__DATA SECTION__:
PR #6522, opened 2026-08-22
[espnet3-recipe] Add VCTK noisy enhancement recipe

Dahee96:
## What did you change?

Added an ESPnet3 speech enhancement recipe using the VCTK-Noisy dataset.

---

## Why did you make this change?

To add a speech enhancement recipe to ESPnet3.

---

## Is your PR small enough?

yes

---

## Summary by CodeRabbit

* **New Features**
  * Added ESPnet3 speech enhancement support for training, inference, and model packaging.
  * Added a VCTK-Noisy enhancement recipe with Conv-TasNet configuration and end-to-end pipeline commands.
  * Added a Gradio demo for running enhancement models and generating audio outputs.
  * Added SI-SNR, PESQ, and STOI/ESTOI evaluation metrics.

* **Documentation**
  * Added setup, usage, dataset, evaluation, model, and Hugging Face documentation for enhancement recipes.

PR #6726, opened 2026-09-19
fix(espnet3): unblock VCTK enhancement CI with EnhancementTask docstrings

modelpath-dev:
## Summary
- Continues [#6522](https://github.com/espnet/espnet/pull/6522) (VCTK-Noisy ESPnet3 enhancement recipe) from Dahee’s PR head after the recent master merge.
- Adds brief package / class / method docstrings on `espnet3/systems/enh` so `test_python_espnet3` flake8-docstrings passes, matching the existing ASR task style.
- No behavior changes; recipe content is unchanged aside from the docstring CI fix.

## Test plan
- [x] `python3 -m flake8 espnet3/systems/enh/` (exit 0, no D10x)
- [ ] Confirm `test_python_espnet3` is green on this PR
- [ ] Keep [#6522](https://github.com/espnet/espnet/pull/6522) in mind for close/supersede once this lands, or cherry-pick the docstring commit there if preferred

Made with [Cursor](https://cursor.com)


egs3/mini_an4/enh/dataset/builder.py
```diff
@@ -0,0 +1,235 @@
...
+        if not archive.exists():
+            raise FileNotFoundError(f"Archive not found: {archive}")
+        dataset_root.mkdir(parents=True, exist_ok=True)
+        _normalize_downloads_layout(dataset_root)
+        if self.is_source_prepared(recipe_dir=recipe_dir):
+            return
+        subprocess.run(
+            ["tar", "-xzf", str(archive), "-C", str(dataset_root)],
+            check=True,
+        )
```
Emrys365: You can use the off-the-shelf Python utility `extract_targz` instead:

```suggestion
from espnet3.utils.download_utils import extract_targz

...

        extract_targz(archive, dataset_root)
```

egs3/mini_an4/enh/src/inference.py
```diff
@@ -0,0 +1,116 @@
...
+            padded = np.zeros((len(speech_mix), max_len), dtype=np.float32)
+            for i, s in enumerate(speech_mix):
+                padded[i, : len(s)] = s
+            speech_mix = padded
+        else:
+            # Single sample: (T,) -> (1, T)
+            if speech_mix.ndim == 1:
+                speech_mix = speech_mix[np.newaxis, :]
+
+        return self._model(speech_mix)
```
Emrys365: The padded batch sequence should be reverted to the original lengths (as a list) for real applications.

egs3/TEMPLATE/esp2_enh/conf/demo.yaml
Emrys365, line 1: It is better to include the detailed comments in the TEMPLATE recipe, so that
+ contributors can later refer to this for creating new recipes
+ users can refer to this for understanding the usage

egs3/TEMPLATE/esp2_enh/conf/inference.yaml
Emrys365, line 1: ditto

egs3/TEMPLATE/esp2_enh/conf/metrics.yaml
Emrys365, line 1: ditto

egs3/TEMPLATE/esp2_enh/conf/publication.yaml
Emrys365, line 1: ditto

egs3/TEMPLATE/esp2_enh/conf/training.yaml
Emrys365, line 1: ditto

egs3/TEMPLATE/enh/run.py
```diff
@@ -0,0 +1,175 @@
...
+)
+from espnet3.utils.stages_utils import (
+    parse_cli_and_stage_args,
+    resolve_stages,
+    run_stages,
+)
+
+DEFAULT_STAGES: List[str] = [
+    "create_dataset",
+    "train_tokenizer",
```
Emrys365: Since this stage is not needed in speech enhancement, you can remove it.

```suggestion
```

egs3/TEMPLATE/enh/run.py
```diff
@@ -0,0 +1,175 @@
...
+        help="Hydra config for pack/upload stages.",
+    )
+    parser.add_argument(
+        "--demo_config",
+        default=None,
+        type=Path,
+        help="Hydra config for pack_demo/upload_demo stages.",
+    )
+    parser.add_argument("--dry_run", action="store_true")
+    parser.add_argument("--write_requirements", action="store_true")
```
Emrys365: Add the `help` string for each argument to explain their meaninig.

egs3/TEMPLATE/enh/run.py
```diff
@@ -0,0 +1,175 @@
...
+        publication_config=publication_config,
+        demo_config=demo_config,
+    )
+    run_logger.info("System: %s", system_cls.__name__)
+    run_logger.info("Requested stages: %s", args.stages)
+    run_logger.info("Resolved stages: %s", stages_to_run)
+
+    required_configs = {
+        "create_dataset": training_config,
+        "train_tokenizer": training_config,
```
Emrys365:
```suggestion
```

egs3/vctk_noisy/enh/conf/metrics.yaml
Emrys365, line 1: Should add some common speech enhancement metrics here.

egs3/vctk_noisy/enh/conf/publication.yaml
Emrys365, line 1: This config should also be more concrete to guide the users on how to pack and upload a model.

egs3/vctk_noisy/enh/conf/training.yaml
```diff
@@ -0,0 +1,94 @@
...
+        split: train
+        data_path: ${dataset_dir}
+        chunk_length: 32000 #16000
+  valid:
+    - data_src_args:
+        split: valid
+        data_path: ${dataset_dir}
+  preprocessor:
+    _target_: espnet2.train.preprocessor.EnhPreprocessor
+    train: true
```
Emrys365: You can remove this specific argument in the latest codebase. It will be automatically handled in the ESPnet3 framework.

```suggestion
```

egs3/vctk_noisy/enh/conf/training.yaml
```diff
@@ -0,0 +1,94 @@
...
+    nonlinear: relu
+
+  decoder: conv
+  decoder_conf:
+    channel: 256
+    kernel_size: 20
+    stride: 10
+
+  model_conf:
+    loss_type: ci_sdr
```
Emrys365: Can you change this to 'si_snr' as it is more commonly-used and stable in the literature?

egs3/vctk_noisy/esp2_enh/conf/training.yaml
```diff
@@ -0,0 +1,94 @@
...
+        type: unsorted
+        shape_files:
+          - ${stats_dir}/train/feats_shape
+        batch_size: 8
+
+##########################################################
+#                    TRAINER SETTING                     #
+##########################################################
+trainer:
+  gradient_clip_val: 5.0
```
Emrys365, line 105: You might also want to configure the `max_epochs` argument for each concrete recipe.

egs3/vctk_noisy/esp2_enh/README.md
Emrys365, line 1: The `dataset` directory is missing for this recipe.

egs3/vctk_noisy/esp2_enh/README.md
```diff
@@ -0,0 +1,49 @@
...
+- Training split: 26 speakers (all except p226, p287)
+- Validation split: p226, p287
+- Test split: noisy_testset_wav
+
+## Results
+
+| Split | SI-SNR (dB) | PESQ  | STOI  |
+|-------|-------------|-------|-------|
+| test  | 18.73       | 2.551 | 0.937 |
+| valid | 16.15       | 2.270 | 0.865 |
```
Emrys365, line 61: Are the results from this recipe? Could you provide the configuration files that reproduce the results?

egs3/vctk_noisy/enh/src/inference.py
```diff
@@ -0,0 +1,116 @@
...
+            padded = np.zeros((len(speech_mix), max_len), dtype=np.float32)
+            for i, s in enumerate(speech_mix):
+                padded[i, : len(s)] = s
+            speech_mix = padded
+        else:
+            # Single sample: (T,) -> (1, T)
+            if speech_mix.ndim == 1:
+                speech_mix = speech_mix[np.newaxis, :]
+
+        return self._model(speech_mix)
```
Emrys365: If the input `speech_mix` is not batched, would it be better to keep the output the same shape (without a singleton batch dim)?

espnet3/systems/enh/metrics/audio.py
Emrys365, line 1: What is the intention of this file? And why is it placed under the `metrics` directory?

espnet3/systems/enh/metrics/audio.py
```diff
@@ -0,0 +1,25 @@
...
+    Args:
+        path: Path to a waveform file.
+        sample_rate: Target sampling rate. If omitted, keep the original rate.
+
+    Returns:
+        A one-dimensional ``float32`` waveform.
+    """
+    waveform, current_rate = sf.read(str(path), dtype="float32", always_2d=False)
+    if waveform.ndim > 1:
+        waveform = waveform.mean(axis=1)
```
Emrys365: Taking the average across all audio channels may not be a good way. In most cases, you can simply take one of the channels (the reference channel).

egs3/mini_an4/enh/dataset/builder.py
modelpath-dev: Good catch — switched to extract_targz.

egs3/mini_an4/enh/src/inference.py
modelpath-dev: Agreed. Wrapper now pads only for the model call, then returns a list of original-length waveforms per speaker. Same change on the vctk side.

egs3/TEMPLATE/esp2_enh/conf/demo.yaml
modelpath-dev: Done — pulled in the same style of comments as the ASR TEMPLATE (adapted for enh).

egs3/TEMPLATE/esp2_enh/conf/inference.yaml
modelpath-dev: Done.

egs3/TEMPLATE/esp2_enh/conf/metrics.yaml
modelpath-dev: Done.

egs3/TEMPLATE/esp2_enh/conf/publication.yaml
modelpath-dev: Done.

egs3/TEMPLATE/esp2_enh/conf/training.yaml
modelpath-dev: Done.

egs3/TEMPLATE/enh/run.py
modelpath-dev: Removed train_tokenizer from DEFAULT_STAGES and from the required_configs map.

egs3/TEMPLATE/enh/run.py
modelpath-dev: Added help strings for all the config / dry-run flags (same wording pattern as ASR TEMPLATE).

egs3/TEMPLATE/enh/run.py
modelpath-dev: Removed.

egs3/vctk_noisy/enh/conf/metrics.yaml
modelpath-dev: Added SI-SNR / PESQ / STOI explicitly in the vctk metrics override.

egs3/vctk_noisy/enh/conf/publication.yaml
modelpath-dev: Expanded pack_model / upload_model with concrete paths, includes, and a short usage note.

egs3/vctk_noisy/enh/conf/training.yaml
modelpath-dev: Dropped train: true — DataOrganizer sets that per split now.

egs3/vctk_noisy/enh/conf/training.yaml
modelpath-dev: Switched model_conf.loss_type to si_snr, and aligned best_model_criterion with valid/si_snr.

egs3/vctk_noisy/esp2_enh/conf/training.yaml
modelpath-dev: Set trainer.max_epochs: 100 on the vctk recipe.

egs3/vctk_noisy/esp2_enh/README.md
modelpath-dev: Added egs3/vctk_noisy/enh/dataset/ (VCTKNoisyDataset + builder that just validates the DEMAND layout).

egs3/vctk_noisy/esp2_enh/README.md
modelpath-dev: Those numbers were from the egs2 Conv-TasNet recipe, not this one,  I marked that clearly in the README. Will replace the table once we have a real measure run here. Config to reproduce training is conf/training.yaml.

egs3/vctk_noisy/enh/src/inference.py
modelpath-dev: Yep, single (T,) input now comes back as (T,) without the extra batch dim.

espnet3/systems/enh/metrics/audio.py
modelpath-dev: It's just a shared wav loader for the SI-SNR / PESQ / STOI metrics (they all need the same soundfile + resample path). Left it under metrics/ so those classes can import it without reaching into a random utils module, happy to move it if you'd rather.

espnet3/systems/enh/metrics/audio.py
modelpath-dev: Switched to the first channel instead of mean.

egs3/vctk_noisy/esp2_enh/conf/inference.yaml
```diff
@@ -0,0 +1,39 @@
...
+        data_path: ${dataset_dir}
+        inference: true
+
+##########################################################
+#                    MODEL AND OUTPUT                    #
+##########################################################
+model:
+  _target_: src.inference.SeparateSpeechWrapper
+  train_config: ${exp_dir}/config.yaml
+  model_file: ${exp_dir}/last.ckpt
```
Emrys365, line 45: Better to explicitly define the variables `dataset_dir` and `exp_dir` to avoid confusion.

espnet3/systems/enh/metrics/audio.py
Emrys365: I think it is better to place the function in one of the metrics and import it for other metrics. @Masao-Someki What's your opinion on this?

egs3/mini_an4/enh/conf/metrics.yaml
Masao-Someki, line 1: I think we can add all metrics in `metrics/` here!

egs3/mini_an4/enh/dataset/__init__.py
```diff
@@ -0,0 +1,6 @@
+"""Mini AN4 enhancement dataset module."""
+
+from .builder import MiniAn4Builder as DatasetBuilder
+from .dataset import MiniAn4EnhDataset as Dataset
```
Masao-Someki: Please use the full module path here!
So that it would looks like `egs3.mini_an4.enh.dataset.builder` and `egs3.mini_an4.enh.dataset.dataset`

egs3/vctk_noisy/enh/conf/metrics.yaml
Masao-Someki, line 1: If you have the metrics definition in the default (TEMPLATE/) config, you can omit it here.

egs3/vctk_noisy/enh/conf/publication.yaml
Masao-Someki, line 1: We can skip the default configurations here!

egs3/vctk_noisy/esp2_enh/dataset/builder.py
Masao-Someki, line 1: Could you add a little more detail to the docstring, such as the rationale for not downloading VCTK automatically? Technically, we can download it using `espnet3.utils.download_utils`, but doing so may lead to redundant copies of the dataset in the user's storage.

egs3/vctk_noisy/esp2_enh/src/inference.py
```diff
@@ -0,0 +1,109 @@
...
+        Args:
+            speech_mix: A waveform with shape ``(T,)`` or ``(B, T)``, or a list
+                of one-dimensional NumPy waveforms. List inputs may have
+                different lengths and are zero-padded only for the model call.
+
+        Returns:
+            A list with one item per separated speaker.
+            - single ``(T,)`` input -> each speaker is ``(T,)`` (no batch dim)
+            - list input -> each speaker is a list of ``(T_i,)`` arrays
+            - already-batched ``(B, T)`` input -> each speaker is ``(B, T)``
```
Masao-Someki, line 81: Could you add example snippets on how this function works? For example we can have 2 example when we pass a single audio and batched audio!

egs3/vctk_noisy/enh/conf/training.yaml
```diff
@@ -0,0 +1,104 @@
...
+#               VCTK-NOISY TRAINING OVERRIDES            #
+##########################################################
+# Quick usage:
+#   python run.py --stages create_dataset --training_config conf/training.yaml
+#   python run.py --stages collect_stats  --training_config conf/training.yaml
+#   python run.py --stages train          --training_config conf/training.yaml
+#
+# Set dataset_dir to your VCTK-DEMAND root (see README.md).
+
+dataset_dir: /DB/VCTK_DEMAND # /path/to/vctk_noisy
```
Masao-Someki: Could you move this to `dataset/config.yaml`?
We usually want to have dataset-related items under `dataset/`, so that it would become much easier to refer this dataset from the other recipes!

espnet3/systems/enh/metrics/pesq.py
```diff
@@ -0,0 +1,53 @@
...
+from espnet3.components.metrics.base_metric import BaseMetric
+from espnet3.systems.enh.metrics.audio import load_audio
+
+try:
+    from pesq import pesq as pesq_fn
+except ImportError:
+    pesq_fn = None
+
+
+class PESQMetric(BaseMetric):
```
Masao-Someki: Could you rename this class to the metrics name only, so that it can be `PESQ`?
For the other systems we keep this rule, that just use the name of the metrics as a class name and not adding other words.

espnet3/systems/enh/metrics/sisnr.py
```diff
@@ -0,0 +1,49 @@
...
+    target = (
+        np.dot(estimate, reference) / (np.dot(reference, reference) + 1e-8)
+    ) * reference
+    noise = estimate - target
+    return float(
+        10.0 * np.log10((np.dot(target, target) + 1e-8) / (np.dot(noise, noise) + 1e-8))
+    )
+
+
+class SISNRMetric(BaseMetric):
```
Masao-Someki: ditto

espnet3/systems/enh/metrics/stoi.py
```diff
@@ -0,0 +1,61 @@
...
+from espnet3.components.metrics.base_metric import BaseMetric
+from espnet3.systems.enh.metrics.audio import load_audio
+
+try:
+    from pystoi import stoi as stoi_fn
+except ImportError:
+    stoi_fn = None
+
+
+class STOIMetric(BaseMetric):
```
Masao-Someki: ditto

espnet3/utils/stages_utils.py
```diff
@@ -181,13 +181,10 @@ def run_stages(
...
+                # Stages are invoked with no CLI args; any TypeError here is an
+                # internal failure (e.g. stats collation), not a bad-arguments
+                # error from the stage signature.
                 fn()
-            except TypeError as e:
-                log.exception("Stage '%s' failed (bad arguments)", stage)
-                raise TypeError(
-                    f"Stage '{stage}' does not accept CLI arguments; "
-                    "put all settings in the YAML config."
-                ) from e
```
Masao-Someki, line 190: Is there any reason on removing this part?

Masao-Someki (commented):
Thanks @modelpath-dev, I left comments on the PR!!

espnet3/systems/enh/metrics/audio.py
modelpath-dev: Yeah that works for me. I'll fold load_audio into one of the metric modules and import it from the others, then drop the standalone audio.py. Happy to follow whatever Masao prefers on the exact home for it.

egs3/vctk_noisy/esp2_enh/conf/inference.yaml
modelpath-dev: Makes sense, will spell both out explicitly in the inference config so it's obvious what gets resolved where.

egs3/mini_an4/enh/conf/metrics.yaml
modelpath-dev: Sure, I'll list the full set from metrics/ in the mini_an4 override.

egs3/mini_an4/enh/dataset/__init__.py
modelpath-dev: Got it, will switch to the full egs3.mini_an4.enh.dataset.* paths.

egs3/vctk_noisy/enh/conf/metrics.yaml
modelpath-dev: Fair point. I had inlined them after an earlier review ask, but if TEMPLATE already has the defaults I'll drop the duplicate and just inherit.

egs3/vctk_noisy/enh/conf/publication.yaml
modelpath-dev: Yep, I'll trim it down to only the vctk-specific bits.

egs3/vctk_noisy/esp2_enh/dataset/builder.py
modelpath-dev: Will do. Main reason is VCTK-DEMAND is large and people often already have it somewhere, so auto-download into the recipe would just make another copy. I'll put that rationale in the docstring.

egs3/vctk_noisy/esp2_enh/src/inference.py
modelpath-dev: Sure, I'll add short examples for single-utt and batched input in the docstring.

egs3/vctk_noisy/enh/conf/training.yaml
modelpath-dev: Good call, I'll move the dataset-related defaults under dataset/config.yaml so other recipes can reuse it cleanly.

espnet3/systems/enh/metrics/pesq.py
modelpath-dev: Will rename to PESQ to match the other systems.

espnet3/systems/enh/metrics/sisnr.py
modelpath-dev: Same here, will rename to SISNR.

espnet3/systems/enh/metrics/stoi.py
modelpath-dev: Same, will rename to STOI.

espnet3/utils/stages_utils.py
modelpath-dev: Yeah, that was intentional. The old branch caught every TypeError from a stage and rewrote it as "Stage X does not accept CLI arguments", which was misleading when the real failure was inside the stage (in our case collect_stats collation raising TypeError: unhashable type: 'dict'). Stages are already called with no args, so I dropped the special case so the original traceback shows up. Happy to discuss if you'd rather keep a narrower check.

Masao-Someki: OK sounds good, thanks!

modelpath-dev:
Hi @Masao-Someki  
Is there anything else that I need to fix in this issue ?

Masao-Someki:
Hi, based on our discussion on system naming rules, could you change the system name to `esp2_enh`?

espnet3/systems/enh/metrics/audio.py
modelpath-dev: Moved `load_audio` into `sisnr.py`, and PESQ and STOI import it from there. `audio.py` is gone.

egs3/vctk_noisy/esp2_enh/conf/inference.yaml
modelpath-dev: Added `dataset_dir`, `exp_tag` and `exp_dir` at the top of the inference config, with a note on where each one comes from.

egs3/mini_an4/enh/conf/metrics.yaml
modelpath-dev: mini_an4 now runs SI-SNR, PESQ and STOI. They come from the TEMPLATE metrics config, so this file is just a comment now, and the CI step installs pesq and pystoi.

egs3/mini_an4/enh/dataset/__init__.py
modelpath-dev: Switched to the full module paths (`egs3.mini_an4.esp2_enh.dataset.*`). Did the same for vctk_noisy.

egs3/vctk_noisy/enh/conf/metrics.yaml
modelpath-dev: Dropped the duplicate definitions. It inherits them from the TEMPLATE now.

egs3/vctk_noisy/enh/conf/publication.yaml
modelpath-dev: Trimmed it down to the model card path only. That one has to stay because the TEMPLATE has no `src/` of its own, so the default points at a file that doesn't exist.

egs3/vctk_noisy/esp2_enh/dataset/builder.py
modelpath-dev: Added the rationale to the module docstring.

egs3/vctk_noisy/esp2_enh/src/inference.py
modelpath-dev: Added single and batched examples to `SeparateSpeechWrapper.__call__`.

egs3/vctk_noisy/enh/conf/training.yaml
modelpath-dev: Moved the default root into `dataset/config.yaml` as `builder.dataset_dir`. The builder and dataset fall back to it when `dataset_dir` is left empty, so the training and inference configs keep it blank unless you want to point at another copy.

espnet3/systems/enh/metrics/pesq.py
modelpath-dev: Renamed to `PESQ`.

espnet3/systems/enh/metrics/sisnr.py
modelpath-dev: Renamed to `SISNR`.

espnet3/systems/enh/metrics/stoi.py
modelpath-dev: Renamed to `STOI`.

modelpath-dev:
Hi @Masao-Someki , 
Renamed the system to `esp2_enh`, so it's now `espnet3/systems/esp2_enh`, `egs3/TEMPLATE/esp2_enh`, `egs3/mini_an4/esp2_enh` and `egs3/vctk_noisy/esp2_enh`.

I also pushed the changes from the earlier round of review that I hadn't pushed yet, and replied on each thread. The mini_an4 enh run (create_dataset through measure) passes locally with SI-SNR, PESQ and STOI.

espnet3/systems/enh/metrics/audio.py
Masao-Someki: Thanks @modelpath-dev and @Emrys365, and I agree with @Emrys365's idea!

ci/test_integration_espnet3.sh
```diff
@@ -51,9 +51,9 @@ run_with_training_config \
 
 cd "${cwd}" || exit
 
-python3 -m pip install -e '.[enh]'
+python3 -m pip install -e '.[enh]' pesq pystoi
```
Masao-Someki: Please add these dependencies in the `pyproject.toml`

https://github.com/modelpath-dev/espnet/blob/c87339507c99c063142216f2ee48276995c78759/pyproject.toml#L168-L171

egs3/vctk_noisy/esp2_enh/dataset/config.yaml
Masao-Someki, line 1: Please check here:

https://github.com/modelpath-dev/espnet/blob/c87339507c99c063142216f2ee48276995c78759/egs3/librispeech_100/asr/dataset/config.yaml#L1-L3

I think you can set the environment variable to specify the path, and resolve the path like this:

https://github.com/modelpath-dev/espnet/blob/c87339507c99c063142216f2ee48276995c78759/egs3/librispeech_100/asr/dataset/builder.py#L23-L34

egs3/vctk_noisy/esp2_enh/dataset/dataset.py
```diff
@@ -50,12 +53,19 @@ class VCTKNoisyDataset(TorchDataset):
...
         inference: bool = False,
         **_kwargs,
     ) -> None:
         self.split = split
+        if data_path is None:
+            data_path = default_dataset_dir()
+        if data_path is None:
+            raise ValueError(
+                "data_path is required. Set builder.dataset_dir in "
+                "dataset/config.yaml to your VCTK-DEMAND root."
```
Masao-Someki: We should be able to specify the path by environment variable. Please also extend the error message based on that!

Masao-Someki (commented):
Thank you, I checked the latest commit and added messages. After these fix I think this PR looks good to me

ci/test_integration_espnet3.sh
modelpath-dev: Moved them into the `enh` extra, so this line is back to plain `pip install -e '.[enh]'`.

egs3/vctk_noisy/esp2_enh/dataset/config.yaml
modelpath-dev: Thanks for the pointer, that is much cleaner. It names `VCTK_DEMAND` through `source_env_var` now (plus the four dirs it needs), resolved in the builder the same way librispeech_100 does. The /DB path is gone.

egs3/vctk_noisy/esp2_enh/dataset/dataset.py
modelpath-dev: Good catch. The dataset goes through the same resolver now, so the env var works here too, and if neither that nor `dataset_dir` is set the error tells you to set `VCTK_DEMAND` and lists the folders it expects.

modelpath-dev:
Thanks, all three are in. Swapped the hard-coded path for VCTK_DEMAND and updated the README and both conf files to match, and pesq/pystoi now live in the enh extra. Ran the mini_an4 enh recipe here and it still scores fine on all three metrics.

modelpath-dev:
Added unit tests for the esp2_enh system (task wiring, the SI-SNR/PESQ/STOI metrics, and the system class), so the codecov patch check has something to measure. While writing them I found `sisnr.py` imported `resampy`, which only comes with the `egs2` extra, so a plain `pip install -e '.[enh]'` couldn't import the metrics. Switched it to `librosa.resample`, which is already a core dependency and what the espnet2 preprocessor uses.

egs3/vctk_noisy/esp2_enh/README.md
```diff
@@ -0,0 +1,61 @@
...
+
+The numbers below are **reference scores from the ESPnet2 recipe**
+`egs2/vctk_noisy/enh1` (Conv-TasNet), not yet re-measured with this ESPnet3
+recipe. After you train and run `measure` here, replace the table with the
+scores from `metrics.json`.
+
+| Split | SI-SNR (dB) | PESQ  | STOI  |
+|-------|-------------|-------|-------|
+| test  | 18.73       | 2.551 | 0.937 |
+| valid | 16.15       | 2.270 | 0.865 |
```
Masao-Someki, line 61: Sorry where did you get these numbers?

espnet3/systems/esp2_enh/metrics/sisnr.py
Masao-Someki, line 1: I think you can refer to this implementation to use the espnet2-compatible sisnr calculation? I think at least it's better than re-implementing everything from scratch!
`espnet2/enh/loss/criterions/time_domain.py`

Masao-Someki (commented):
Hi thanks @modelpath-dev ! I added one question and one request.
If you trained a model with this recipe, it would be great if you could put any numbers here in the comment!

__TASK PROMPT__: Every line in the data above that includes the word "gone" should be copied.

__SOLUTION TO THIS EXERCISE__:
modelpath-dev: Moved `load_audio` into `sisnr.py`, and PESQ and STOI import it from there. `audio.py` is gone.
modelpath-dev: Thanks for the pointer, that is much cleaner. It names `VCTK_DEMAND` through `source_env_var` now (plus the four dirs it needs), resolved in the builder the same way librispeech_100 does. The /DB path is gone.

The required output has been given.